A composição alcançou fama precocemente, pois Ribera a reproduziu em uma gravura em água-forte, datada dois anos depois, que é considerada a obra mais bem-sucedida e famosa de sua carreira como gravador (Figura 2). Nela, Ribera simplificou a cena, eliminando vários elementos, e deu-lhe um ambiente mais claro ao substituir o muro do fundo por uma paisagem. Como é comum em gravuras reproduzidas, a imagem impressa é invertida: Ribera a repetiu corretamente na matriz de cobre e, devido ao efeito espelhado, as impressões saem invertidas. As impressões de “Sileno embriagado” circularam precocemente pela Europa e deram origem a cópias e derivações.
Na mitologia grega, Sileno era o pai adotivo, tutor e leal companheiro de Baco, o deus do vinho, e era considerado o mais velho, sábio e bêbado de seus seguidores. Ele era filho de Pan, o deus fauno dos pastores e rebanhos. É conhecido por seus excessos com álcool. Costumava estar bêbado e precisava ser sustentado por outros sátiros ou carregado em um burro.
No quadro de José de Ribera, a figura central é a de Sileno, que aparece deitado ao lado de um grande tonel de madeira (usado para espremer uvas durante a colheita), em uma celebração em homenagem a Baco.
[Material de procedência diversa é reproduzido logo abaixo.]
PR #3048, opened 2021-12-09
store: Fix fulltextsearch space handling

### LINKED ISSUE #3043: Fulltext search queries with spaces (but no operators) fail badly
On https://thegraph.com/hosted-service/subgraph/graphprotocol/everest, the following query fails pretty badly:

```graphql
{
  projectSearch(text:"using graphql") {
    name
  }
}
```

The error is:

```json
{
  "errors": [
    {
      "message": "Failed to get entities from store: syntax error in tsquery: \"using graphql\", query = \"/* qid: 5ff630b7821b817d-7bb418afea0e1b23 */\\nselect 'Project' as entity, c.vid, to_jsonb(c.*) as data from (select  * \\n  from \\\"sgd16672\\\".\\\"project\\\" c\\n where c.\\\"block_range\\\" @> $1 and \\\"project_search\\\" @@ to_tsquery($2)\\n\\n order by ts_rank(\\\"project_search\\\", to_tsquery($3)) asc, \\\"id\\\" asc\\n limit 100) c -- binds: [13764251, \\\"using graphql\\\", \\\"using graphql\\\"]\""
    }
  ]
}
```

1. This should probably work?
2. If it is expected to fail, the error certainly reveals way too many details about database internals.

mangas:
Fixes #3043

### DIFF
--- a/graph/src/data/query/error.rs
+++ b/graph/src/data/query/error.rs
@@ -77,6 +77,7 @@ pub enum QueryExecutionError {
     Panic(String),
     EventStreamError,
     FulltextQueryRequiresFilter,
+    FulltextQueryInvalidSyntax(String),
     DeploymentReverted,
     SubgraphManifestResolveError(Arc<SubgraphManifestResolveError>),
     InvalidSubgraphManifest,
@@ -113,6 +114,7 @@ impl QueryExecutionError {
             | Unimplemented(_)
             | CyclicalFragment(_)
             | UndefinedFragment(_)
+            | FulltextQueryInvalidSyntax(_)
             | FulltextQueryRequiresFilter => true,
             NonNullError(_, _)
             | ListValueError(_, _)
@@ -273,6 +275,7 @@ impl fmt::Display for QueryExecutionError {
             Panic(msg) => write!(f, "panic processing query: {}", msg),
             EventStreamError => write!(f, "error in the subscription event stream"),
             FulltextQueryRequiresFilter => write!(f, "fulltext search queries can only use EntityFilter::Equal"),
+            FulltextQueryInvalidSyntax(msg) => write!(f, "Invalid fulltext search query syntax. Error: {}. Hint: Search terms with spaces need to be enclosed in single quotes", msg),
             TooExpensive => write!(f, "query is too expensive"),
             Throttled => write!(f, "service is overloaded and can not run the query right now. Please try again in a few minutes"),
             DeploymentReverted => write!(f, "the chain was reorganized while executing the query"),
--- a/store/postgres/tests/relational.rs
+++ b/store/postgres/tests/relational.rs
@@ -13,6 +13,7 @@ use graph_store_postgres::layout_for_tests::SqlName;
 use hex_literal::hex;
 use lazy_static::lazy_static;
 use std::borrow::Cow;
+use std::panic;
 use std::str::FromStr;
 use std::sync::Arc;
 use std::thread::sleep;
@@ -889,6 +890,7 @@ impl<'a> QueryChecker<'a> {
     }
 
     fn check(self, expected_entity_ids: Vec<&'static str>, query: EntityQuery) -> Self {
+        let q = query.clone();
         let unordered = matches!(query.order, EntityOrder::Unordered);
         let entities = self
             .layout
@@ -921,7 +923,7 @@ impl<'a> QueryChecker<'a> {
             expected_entity_ids.sort();
         }
 
-        assert_eq!(entity_ids, expected_entity_ids);
+        assert_eq!(entity_ids, expected_entity_ids, "{:?}", q);
         self
     }
 }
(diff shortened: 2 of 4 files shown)


store/postgres/src/relational_queries.rs
```diff
@@ -529,7 +529,11 @@ impl<'a> QueryFragment<Pg> for QueryValue<'a> {
                 }
                 ColumnType::TSVector(_) => {
                     out.push_sql("to_tsquery(");
-                    out.push_bind_param::<Text, _>(s)?;
+                    let mut value = s.clone();
```
lutter, line 532: I don't think that clone is needed.

store/postgres/src/relational_queries.rs
```diff
@@ -529,7 +529,11 @@ impl<'a> QueryFragment<Pg> for QueryValue<'a> {
...
+                    if value.contains(" ") {
+                        value = format!("'{}'", value);
+                    }
+                    out.push_bind_param::<Text, _>(&value)?;
```
lutter, line 536: In this code, we try to avoid allocations as much as possible since diesel will call this code 3 or 4 times every time we issue a query, even though in this case it can't be avoided entirely. It would be better to structure this as
```rust
if s.contains(" ") {
  out.push_bind_param::<Text,_>(&format!("'{}'}, s)?;
} else {
  out.push_bind_param::<Text, _>(&s)?;
}
```

Also, is containing a space the only reason why this needs to be quoted? What happens if the value contains single quotes like `"John O'Leary"`?

store/postgres/src/relational_queries.rs
```diff
@@ -2182,7 +2186,11 @@ impl<'a> SortKey<'a> {
                 out.push_identifier(name)?;
                 out.push_sql(", to_tsquery(");
 
-                out.push_bind_param::<Text, _>(&value.unwrap())?;
+                let mut value = value.unwrap().to_string();
+                if value.contains(" ") {
+                    value = format!("'{}'", value);
+                }
+                out.push_bind_param::<Text, _>(&value.as_str())?;
```
lutter, line 2193: Since the exact same code is used twice, it would be better to factor that into a helper `fn to_tsquery(value: &str, out: &mut AstPass<Pg>) -> QueryResult<()> { .. }`

store/postgres/tests/relational.rs
```diff
@@ -1000,6 +1000,10 @@ fn check_find() {
                 vec!["3"],
                 user_query().filter(EntityFilter::Equal("userSearch".into(), "Shaq:*".into())),
             )
+            .check(
+                vec!["1"],
+                user_query().filter(EntityFilter::Equal("userSearch".into(), "Jono a".into())),
+            )
```
lutter, line 1006: Yes, I think this is exactly the right kind of test (I assume it was failing before the changes above)

We should try and see if there are other funky search terms that cause `to_tsquery` to fail. It's probably also worth checking with @fordN who wrote this initially because IIRC it is possible to put some of the text search operators into the search string.

store/postgres/src/relational_queries.rs
mangas: I'll add a test, we probably need to escape any additional single quotes before pushing it

store/postgres/src/relational_queries.rs
mangas: there are a few more edges like the List case which does a similar thing, I was thinking that this needs a little more work. I was wondering if it would be worth adding something like a quote fn for handling this in all the places as well as add the tests.

store/postgres/tests/relational.rs
mangas: cool, will do. There are definitely a few more use cases as well

mangas: And yep it was failing before the code changes :)

graph/src/data/query/error.rs
```diff
@@ -273,6 +275,7 @@ impl fmt::Display for QueryExecutionError {
             Panic(msg) => write!(f, "panic processing query: {}", msg),
             EventStreamError => write!(f, "error in the subscription event stream"),
             FulltextQueryRequiresFilter => write!(f, "fulltext search queries can only use EntityFilter::Equal"),
+            FulltextQueryInvalidSyntax(msg) => write!(f, "Invalid fulltext search query syntax. msg: {}. Tip: Spaces are only allowed around operators", msg),
```
Jannis, line 278: I would leave out the `msg: {}.` part because that's the cryptic in-db details that we probably shouldn't expose to the client (database schema names etc.).

Jannis (changes requested):

graph/src/data/query/error.rs
Jannis: Change to `Invalid fulltext search query syntax. Error: {}. Hint: Search terms with spaces need to be put in single quotes`?

mangas: updated

Jannis (approved):
LGTM!

Jannis (approved):

leoyvens (approved):
Didn't know you could have an expected message in `should_panic`, nice!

Ele é retratado com todas as características do alcoolismo crônico: sem pelos, com o abdômen inchado pela ascite, rubor facial, principalmente no nariz, injeção conjuntival e coloração amarelada da esclerótica. Também são reconhecíveis a hipertrofia da glândula parótida e a ginecomastia.
Ele está trazendo um recipiente (uma concha) para uma personagem posicionada atrás, que está despejando vinho de uma pele que carrega sobre o ombro. Sileno está deitado sobre um tecido ou manta, agora pouco perceptível devido ao seu desgaste de cor, e que originalmente deveria ser mais claro.
À direita do quadro, vê-se Pan com orelhas, chifres e cascos de cabra, coroando seu filho Sileno com folhas de parreira. Ao redor de Pan, são representados alguns outros objetos típicos do personagem, como o cajado, alusivo à pastagem de ovelhas, a tartaruga (símbolo da preguiça) e a concha (símbolo que anuncia a morte).
No outro lado da tela, no canto inferior esquerdo, uma serpente (símbolo de sabedoria) morde um pergaminho onde aparece a data e a assinatura: “Josephus de Ribera, Hispanus, Valentín/ et academicus Romanus faciebat/ partenope 1626”.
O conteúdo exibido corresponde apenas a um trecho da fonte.